Il est hasardeux de dresser des diagnostics des dizaines d'années après les événements. N'empêche que la lecture de certains articles de l'époque intrigue. Ainsi, après avoir été plaqué par Jack Evans durant les séries de 1961, Jean Béliveau déclarait au journaliste Claude Larochelle, de Sport-Revue: «J'ai été frappé à la tête dans cette collision avec Evans et j'ai été ébranlé pour le reste de la demi-finale. J'avais l'impression que le volume de ma tête avait doublé».

Dans son autobiographie publiée en 1994, Béliveau précise: «On a diagnostiqué une 'légère commotion' après le coup que m'avait administré Evans, mais jamais commotion n'aura eu un effet si prolongé sur qui que ce soit. J'en étais à peine remis au camp d'entraînement, en septembre. Je croyais même que j'avais subi une fracture du crâne...»
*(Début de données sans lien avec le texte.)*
PR #1113, opened 2022-11-07
[js] add a troubleshooting for missing `http-client` module

FrankEssenberger:
Relates to: https://github.com/SAP/cloud-sdk-backlog/issues/895

## What Has Changed?

Add a missing dependency section to the trouble shooting guide. @jjtang1985 it is mentioned in the ticket to add the guide to the site-map, which is here:

https://sap.github.io/cloud-sdk/sitemap.xml

generated from the `docusaurus.config.js`. I wonder if it is sufficient to have this in the general trouble shooting section? Should we add a dedicated page?


docs-js/troubleshooting.mdx
```diff
@@ -19,6 +19,22 @@ keywords:
 import useBaseUrl from '@docusaurus/useBaseUrl';
 import ThemedImage from '@theme/ThemedImage';
 
+## Module `@sap-cloud-sdk/http-client` not found
```
jjtang1985, line 22: The content looks good.
However, I could not find this by searching keywords in the algolia results.
Although this is not the focus of this ticket, this leads to a question to google SEO.
[pp] I would maybe use the original error message as the subtitle?

jjtang1985:
The sitemap also looks good.

docs-js/troubleshooting.mdx
FrankEssenberger: I trigger the algolia indexing.

FrankEssenberger: wait, I just did but this only makes sense after the merge I would say, right? I will put the error in the title perhaps this increases the results for the search engine as well

PR #1119, opened 2022-11-08
Update OData operations docs to include bound ops

fwilhe:
## What Has Changed?

Rewrite docs on OData operations to include bound functions/actions.

## Manual Checks?


docs-js/features/odata/common/function-imports/request-builder.mdx
```diff
@@ -1,19 +1,58 @@
...
+
+Unbound operations are generated into `actionImports` and `functionImports` respectively.
+
+The following code snippet shows the syntax for using them:
 
 ```ts
 const {
-  functionImports: { postGoodsIssue }
-} = warehouseOutboundDeliveryOrderService();
+  fooApi,
```
FrankEssenberger, line 24: [pp] perhaps a nicer name.

docs-js/features/odata/common/function-imports/request-builder.mdx
```diff
@@ -1,19 +1,58 @@
...
 To learn how to generate an API client from the service definition, look at [this article](features/odata/generate-odata-client.mdx).
 
-The example below creates a function import request builder for the service operation `PostGoodsIssue` and then executes it against your destination.
+### Using Operations
+
+Bound operations are generated into their respective entity class.
+
+Unbound operations are generated into `actionImports` and `functionImports` respectively.
+
+The following code snippet shows the syntax for using them:
```
FrankEssenberger, line 20: [pp] I would split the code snipest. One for unbound and one for bound.

docs-js/features/odata/common/function-imports/request-builder.mdx
```diff
@@ -1,19 +1,58 @@
...
 
 ```ts
 const {
-  functionImports: { postGoodsIssue }
-} = warehouseOutboundDeliveryOrderService();
+  fooApi,
+  actionImports: { unboundActionWithArguments, unboundActionWithoutArguments },
+  functionImports: {
```
FrankEssenberger, line 26: [req] I think this will appear for v2 and v4 now. Since the bound part is only available in v4 I think you need to split the documentation somehow and distribute it for the two cases.

FrankEssenberger: I think we should not invest to much to achieve this since we plan to restructure the docs anyway: https://github.com/SAP/cloud-sdk-backlog/issues/911

FrankEssenberger (commented):
LGTM - we really need to simplify the long doc for v2 and v4 in parallel. The whole reuse via the JS in mdx is also too complicated.

FrankEssenberger (approved):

L'époque où des joueurs comme Béliveau comprenaient mal pourquoi ils perdaient leur énergie après avoir subi un coup à la tête est derrière nous. Bien sûr, trop de temps aura été nécessaire avant de faire des commotions cérébrales un enjeu majeur du hockey. Mais mieux vaut tard que jamais. Des percées importantes ont été réalisées en 2011.

Hélas, cela ne permettra pas à Sidney Crosby, Claude Giroux et aux autres de guérir plus vite. Mais la prise de conscience survenue au cours des 12 derniers mois laissera des traces durables.
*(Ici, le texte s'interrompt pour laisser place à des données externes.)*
PR #1121, opened 2022-11-10
[Java] Add gson dependency to OpenApi guide

cschubertcs:
## What Has Changed?

The code generated by the OpenApi generator actually also needs the `gson` dependency to compile.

En janvier dernier, la LNH ne croyait pas que les événements la forceraient à sortir de son inertie pour lutter contre les coups à la tête. Le mouvement en ce sens se poursuivra. Et, à petits pas, la LNH ajustera ses règlements pour punir toujours plus sévèrement ces coups si dangereux, et dissuader les bagarreurs de laisser tomber les gants. Pas nécessairement de gaieté de coeur. Mais parce que la pression des milieux sportifs et scientifiques ne lui laissera pas le choix.